Теперь по всей полосе обороны пойдет известие, что появились русские разведчики, что они уходят на захваченном плавающем автомобиле. Шелестов нахмурился, но потом сам же себя успокоил. Разве мало в вермахте таких машин? На тех участках фронта, где имеются водные преграды, таких машин у них полно.
Сосновский на заднем сиденье пытался допрашивать пленного майора, но тот упрямо молчал и только угрожал. Крепкий орешек, такого расколоть непросто. Но о самом главном он сказал. Русскую группу ждут, ищут повсеместно. Ориентировки разосланы по частям в полосе обороны. В районе Орловско-Курской дуги.
– Ребята, но мы значительно севернее, – вдруг дошло до Шелестова. – Надо спешить, пока и в этом районе не прошло сообщение о нашем появлении.
– Они сейчас поднимут всех на ноги, – заявил Коган. – Не удирать надо, а притвориться камешком под ногами, пеньком в лесу.
– Боря, – Шелестов повернулся к Когану. – Я давно знаю, что у тебя нестандартное мышление. Расшифруй свою шараду.
– А что тут расшифровывать, – пожал Коган плечами. – Они ведь ждут, что мы скрываться будем, удирать, отстреливаться, постараемся поскорее покинуть этот район. А мы как раз этого делать и не должны. Если мы исчезнем, если они перестанут нас видеть и видеть следы нашего панического бегства, они решат, что нам удалось скрыться, и расширят район поисков. А мы будем просто сидеть и ждать темноты у них под носом.
– В копне с сеном, например, – засмеялся Буторин и вдруг поперхнулся. – А это идея. Вон копна, и мы всего на расстоянии меньше километра от того дота, в котором нас допрашивали.
– Давай! – толкнул его в бок Шелестов.
Копна стояла у самого леса. Старая, развалившаяся. И сбоку она была разворошена. Видимо, когда-то ее кто-то использовал как шалаш от непогоды. Используя валявшиеся здесь же жерди, которые когда-то держали копну, разведчики быстро разгребли старую солому и загнали в образовавшуюся пещеру маленькую амфибию. Накрыв машину брезентом, под которым Сосновский спрятался с пленным майором, разведчики снова забросали это место соломой, восстановив примерно тот же внешний вид, какой у этой старой копны и был. Сами они тоже забрались под солому с трех сторон, чтобы вести наблюдение. Теперь оставалось тихо лежать и ждать.

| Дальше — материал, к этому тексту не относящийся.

PR #829, opened 2022-03-25
quantize scale

### LINKED ISSUE #828: Quantize scales
We should support _quantize_ scales like d3-scale does, so that you can more easily convert a continuous color scale into a discrete one.

mbostock:
Fixes #828.

Screen Shot 2022-03-24 at 8 21 14 PM

TODO

- [x] handle descending domains?
- [x] what if you want an exact number of range values?
- [x] what if the range is specified an array of values?


Fil:
I've added a bit of documentation.

> handle descending domains?

see #830

> what if you want an exact number of range values?

Since we're using d3.ticks, I don't think we can guarantee that the values will be "round". In that case, I think we should leave it to the user to analyze the domain, and return the appropriate threshold scale.

It might help if we accepted a _domain_ function as a scale option (independently of its type); the input would be the flattened set of channel values (or maybe just a nested array of values to make it more efficient, replacing flatMap by map):
~~~diff
--- a/src/scales.js
+++ b/src/scales.js
@@ -133,6 +133,9 @@ export function normalizeScale(key, scale, hint) {
 }

 function Scale(key, channels = [], options = {}) {
+  if (typeof options.domain === "function") options.domain = options.domain(channels.flatMap(({value}) => value));
   const type = inferScaleType(key, channels, options);

   // Warn for common misuses of implicit ordinal scales. We disable this test if
~~~

then in simpson-views.js we could specify:
~~~js
    color: {
      type: "threshold",
      domain: (data) => [2, 7, 12, 20],
      legend: true
    },
~~~

> what if the range is specified an array of values?

Currently this works if the range's length is equal to the computed number of thresholds + 1 — otherwise we get blank values to the right; we could add this to remove the thresholds that have no matching color:
~~~js
if (range) thresholds = thresholds.slice(0, range.length - 1);
~~~
but it would create a false impression of what the domain is (the last bin would be much larger than the previous ones), and it's probably better if the chart fails visibly in that case. And if we add the domain function of the previous item, it would still allow users to set the thresholds efficiently.

mbostock:
I’ve now made it so you can pass an explicit range to a *quantile* or *quantize* scale, and it will infer a domain of the appropriate corresponding cardinality.

Fil (approved):

src/scales/quantitative.js
```diff
@@ -123,23 +124,50 @@ export function ScaleLog(key, channels, {base = 10, domain = inferLogDomain(chan
   return ScaleQ(key, scaleLog().base(base), channels, {...options, domain});
 }
 
+export function ScaleSymlog(key, channels, {constant = 1, ...options}) {
+  return ScaleQ(key, scaleSymlog().constant(constant), channels, options);
+}
+
 export function ScaleQuantile(key, channels, {
-  quantiles = 5,
+  quantiles,
```
mbostock, line 132: Makes me wonder if we should support *n* for quantile scales, too (renaming the *quantiles* option)?

PR #830, opened 2022-03-25
handle descending domain for quantize scales

Fil:
Capture d’écran 2022-03-25 à 12 50 34
Capture d’écran 2022-03-25 à 12 50 40
Capture d’écran 2022-03-25 à 12 50 46
Capture d’écran 2022-03-25 à 12 50 43

### DIFF
--- a/src/legends/ramp.js
+++ b/src/legends/ramp.js
@@ -93,8 +93,7 @@ export function legendRamp(color, {
 
   // Threshold
   else if (type === "threshold") {
-    const thresholds = domain.slice();
-    if (color.descending) thresholds.reverse();
+    const thresholds = domain;
 
     const thresholdFormat
         = tickFormat === undefined ? d => d
--- a/src/legends/ramp.js
+++ b/src/legends/ramp.js
@@ -93,7 +93,8 @@ export function legendRamp(color, {
 
   // Threshold
   else if (type === "threshold") {
-    const thresholds = domain;
+    const thresholds = domain.slice();
+    if (color.descending) thresholds.reverse();
 
     const thresholdFormat
         = tickFormat === undefined ? d => d
--- a/src/scales/quantitative.js
+++ b/src/scales/quantitative.js
@@ -1,5 +1,5 @@
 import {
-  ascending,
+  descending,
   extent,
   interpolateHcl,
   interpolateHsl,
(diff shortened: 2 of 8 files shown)


src/legends/ramp.js
```diff
@@ -93,7 +93,8 @@ export function legendRamp(color, {
 
   // Threshold
   else if (type === "threshold") {
-    const thresholds = domain;
+    const thresholds = domain.slice();
+    if (color.descending) thresholds.reverse();
```
mbostock, line 97: It doesn’t appear that color.descending is ever set?

src/scales/quantitative.js
```diff
@@ -151,8 +151,10 @@ export function ScaleQuantize(key, channels, {
   range,
   reverse
 }) {
-  domain = extent(domain); // TODO preserve descending domains?
+  const descending = order(domain) < 0; // preserve descending domain
```
mbostock, line 154: I’m not sure we can assume that domain is an array here. I believe it’s allowed to be an iterable, so we’d need to arrayify it first. Also, would it be simpler to flip `reverse` here if the `domain` is decending, rather than reversing the thresholds later? Then we won’t need to support descending thresholds for reversed scales generally.

```js
  if (order(domain) < 0) reverse = !reverse; // preserve descending domain
```

src/scales/quantitative.js
```diff
@@ -168,9 +170,16 @@ export function ScaleThreshold(key, channels, {
   range = interpolate !== undefined ? quantize(interpolate, domain.length + 1) : registry.get(key) === color ? ordinalRange(scheme, domain.length + 1) : undefined,
   reverse
 }) {
+  const descending = domain[0] > domain[1];
```
mbostock, line 173: We’d need to use `order(domain)` here again. But as I hinted at in the other comment, I don’t think we need to add support for descending domains for the threshold scales; we only need to do it for quantize scales. Threshold scales require you to specify explicit thresholds rather than an extent, so it seems reasonable to require that those thresholds are in ascending order.

Also, it looks like ScaleThreshold doesn’t correctly handle when the _domain_ is specified as an iterable rather than an array (because it references _domain_.length), and it probably should.

src/scales/quantitative.js
```diff
@@ -168,9 +170,16 @@ export function ScaleThreshold(key, channels, {
...
+  if (descending) domain.reverse();
```
mbostock, line 174: This would mutate the caller’s domain! Don’t mutate inputs! 😬

mbostock (changes requested):
Thanks for the help! 🙏

src/scales/quantitative.js
mbostock: To answer my own question here, flipping `reverse` would produce a different result: it flips the range of the scale rather than the domain. So, you’d get this:

Screen Shot 2022-03-25 at 12 50 54 PM

Instead of this:

Screen Shot 2022-03-25 at 12 50 35 PM

The behavior of the scale is the same, but the appearance of the legend is different. If we want to be consistent with descending domains on continuous scales, then we want to flip the domain rather than the range.

PR #831, opened 2022-03-25
trivial intervals for rect

mbostock:
E.g. promotes *x* to *x1* and *x2* if the latter two are not specified.

~~I’m not sure why the aaplMonthly snapshot changed.~~ 🤔 Update: Fil figured it out.


Fil:
The aaplMonthly snapshot changed because we're now calling maybeInset on the Y dimension, whereas before we were returning earlier at https://github.com/observablehq/plot/blob/bddb4d7fbda5225ce28b43d690ce95dbfc21371c/src/transforms/interval.js#L34

In the cli tests the insets we get are [1, 0], and in the browser, on a retina screen, [0.5, 0.5].

mbostock:
> The aaplMonthly snapshot changed because we're now calling maybeInset on the Y dimension

Ah, thanks for figuring that out! I think we can avoid that when the interval is null.

mbostock:
How’s this, @Fil?

Fil (approved):

PR #87, opened 2016-09-01
Remove is_drum from _load_instruments

### LINKED ISSUE #86: `is_drum` is no longer necessary in `_load_instruments`
Since everything is being separated/keyed by channel, we no longer need to separately keep track of `is_drum` when indexing `note_on_index` and `__get_instrument`.

craffel:
Resolves #86.  Now that channel is used as a key for `note_on_index` and `__get_instrument`, we no longer need to separately key by `is_drum`, which is just defined as `channel == 9`.

@douglaseck can you check to see if this breaks any of your code?  There should be no change in behavior here.

### DIFF
--- a/pretty_midi/pretty_midi.py
+++ b/pretty_midi/pretty_midi.py
@@ -233,7 +233,7 @@ class PrettyMIDI(object):
         # This dict will map track indices to any track names encountered
         track_name_map = collections.defaultdict(str)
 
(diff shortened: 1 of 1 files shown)


douglaseck:
This seems fine. Please go ahead and submit.

craffel:
> Please go ahead and submit.

Is this a genteel way of saying LGTM?  :)  Merging.

Issue #92, opened 2016-09-16
setup.py should install midi package from GitHub


craffel:
cc @cghawthorne

Some people have trouble with `pip install midi`, see #72 or https://github.com/vishnubob/python-midi/issues/66.   The `midi` package is also out-of-date (v0.2.3).  The `python-midi` package on PyPI is more up-to-date, but doesn't appear to be maintained by the owner of `midi`: https://github.com/vishnubob/python-midi/issues/72 And, despite being more up-to-date, as of writing it is over 2 years stale.  There are features/changes added since then which are needed in `pretty_midi`.  To deal with this, README suggests using the bleeding-edge from GitHub.  We should specify this in setup.py too.

craffel:
Resolved in #93.

craffel:
This is still causing problems.

craffel:
Problems are not resolvable without fixing `midi` on PyPI.

PR #93, opened 2016-09-16
Give GitHub link for midi package in setup.py

craffel:
Due to issues with installing midi from pip (see #92), this should explicitly make pip install the bleeding-edge.  @cghawthorne can you confirm this fixes the problem you were facing?


cghawthorne:
Works for me!

PR #95, opened 2016-09-26
Pull Python 3 compatible branch of python-midi instead

carlthome:
# Note: pull request not ready for merge.

# TODO
- [ ] Verify that python setup.py works with Python 2
- [ ] Verify that python setup.py works with Python 3

### DIFF
--- a/setup.py
+++ b/setup.py
@@ -27,5 +27,5 @@ setup(
         'midi'
     ],
     dependency_links=[
-        'https://github.com/vishnubob/python-midi/tarball/master#egg=midi']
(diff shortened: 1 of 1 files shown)


carlthome:
Unfortunately python-midi's Python 3 branch is a bit behind master, so this would not be a sensible change... I'll try to get them to update master instead.

craffel:
I am in the process of changing the "backend" from `python-midi` to `mido`, because of PIP install issues and lack of maintaining on `python-midi`.  So, don't worry about this.

carlthome:
Nice! :smile:

PR #98, opened 2016-09-26
Minor Python 3 compatibility fixes

carlthome:
Minor compatibility issue with pm.write() fixed.

- In Python2, range returns a list.
- In Python3, range returns an iterator. 

Thus `channels` does not have a remove method in a Python 3 environment. This pull request fixes that by explicitly making `channels` into a list.


carlthome:
Unfortunately tests fail even on the master branch in both Python 2 and 3 (without any modifications on my part) so it's hard to tell if this minor change will cause any trouble (though I seriously doubt it).

carlthome:
Python 2.7 is the oldest version that has cmp_to_key. I think that should be okay, right?

craffel:
Hey, thanks for this.  There are a few other places where a comparison function is being used.  Do you want to put `cmp_to_key` on all of them in this PR?  

> Python 2.7 is the oldest version that has cmp_to_key. I think that should be okay, right?

Yes, requiring 2.7 is fine.

> EDIT: Perhaps adding Travis to this repo would be sweet? 

This will happen sometime.

craffel:
@carlthome now that `mido` is the backend, let's get this merged so that we can claim Python 3 compatibility!  Looks like you need to rebase.

carlthome:
Great news, @craffel!

Rebased and merged with current master. 👍 

I'm unable to find any other places using `cmp` though (searching through all .py files didn't pop up anything, what am I missing?)

craffel:
Oops, sorry, I misunderstood - thought the issue was whenever `key=` was used, not whenever `cmp=` was used.  You found the only usage of `cmp=`.  Merging!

Самое худшее, чего можно было ожидать, что взбешенные фашисты станут ездить по всей округе и расстреливать из автоматов и пулеметов все подозрительные места. Если бы это касалось просто русской разведгруппы или бежавших из лагеря пленных, то, скорее всего, так бы дело и происходило. Может быть, и копну бы обстреляли зажигательными пулями. Просто так, на всякий случай. Но то, что в плену высокопоставленный майор абвера, заставляло относиться к поискам с особой осторожностью. Тот, кто руководил поисками, понимал, что группа очень и очень необычная. И поведение этих русских, решения, которые они принимают, весьма нестандартные и нетипичные, на грани наглости. Непростой противник! И преследователи пытались понять этих русских, пытались поставить себя на их место и решить, куда те направятся.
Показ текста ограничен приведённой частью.